INDIANAPOLIS (AP) — Researchers say workers are paying a larger portion of health insurance costs as businesses, trying to ride out the economic downturn, shift more of the burden to their employees.
The average employee contribution toward premiums for family coverage climbed 14 percent this year to nearly $4,000, according to a report by the Kaiser Family Foundation and the Health Research and Educational Trust released Thursday. Contributions for single coverage grew 15 percent.
Total premiums rose a modest 3 percent for family coverage and 5 percent for single employees. But Kaiser Family Foundation CEO Drew Altman said companies passed most of those increases on to workers instead of absorbing them as they usually do.

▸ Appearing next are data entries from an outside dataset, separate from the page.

PR #98, opened 2016-02-23
Battery support for OpenBSD

tudurom:


dylanaraps:
What does the output look like?

Also your indenting is wrong again, you've got `5` spaces instead of `4`.

tudurom:
My vim indents with 2 spaces because that's how I like it. On fetch I
indent manually. The output looks like `97%`.

dylanaraps:
I'll add a comment so that vim changes the indent option just for fetch.

dylanaraps:
I'm on Windows atm so I'll update the changelog later.

dylanaraps:
Thanks for the help! :)

tudurom:
Why are you on windows? `∑(O_O；)`?

dylanaraps:
I'm playing CS:GO. :)

tudurom:
Well it seems you're using AMD! I have a friend which plays CS:GO on AMD with no problem...

That's off-topic.

dylanaraps:
The newest update has some performance issues, I was playing on linux full time before.

PR #109, opened 2016-02-27
Don't create a config file in stdout mode.

dylanaraps:
This PR disables the creation of the config file in stdout mode.

Please test this @tudurom.


tudurom:
Thanks! Merge it.

PR #113, opened 2016-02-28
Fix 0 package count in Slackware

### LINKED ISSUE #112: Reports 0 packages installed in Slackware
Under Slackware 14.1-current, when running as a non-root user, the script reports that there are no packages installed.

    Packages: 0

(I've already fixed it, I just wanted an issue number to reference.)

h3xx:
Fixes #112.

Rationale:
- By default in Slackware, /sbin and /usr/sbin aren't part of the user's
  PATH. (It's been this way since I started using it in 2004, version
  9.1)
- `type -p /path/to/binary` works just like it was used with a bare
  binary name.

### DIFF
--- a/neofetch
+++ b/neofetch
@@ -574,7 +574,7 @@ getpackages () {
             elif type -p pacman >/dev/null 2>&1; then
                 packages="$(pacman -Qq --color never | wc -l)"
 
-            elif type -p pkgtool >/dev/null 2>&1; then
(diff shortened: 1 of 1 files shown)


dylanaraps:
Thanks :+1:

h3xx:
Thanks for supporting Slackware. :-)

dylanaraps:
No problem!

The nonprofit Kaiser and the research trust surveyed more than 3,000 randomly selected companies from across the country earlier this year.
Researchers found that businesses still pay at least 70 percent of the total premium, on average, for their workers. But they're asking workers to chip in more, and that goes beyond increasing the premium contribution.
"The coverage that employees get is looking less and less like the coverage that their parents used to get," Altman said.
A growing percentage of workers are covered by health insurance that requires them to pay a deductible of $1,000 or more before most coverage starts. The increase is most striking with smaller companies, where 46 percent of workers are enrolled in high-deductible plans, up from 16 percent in 2006.
At companies with 200 or more employees, 17 percent of covered workers had high-deductible plans, up from 6 percent four years ago.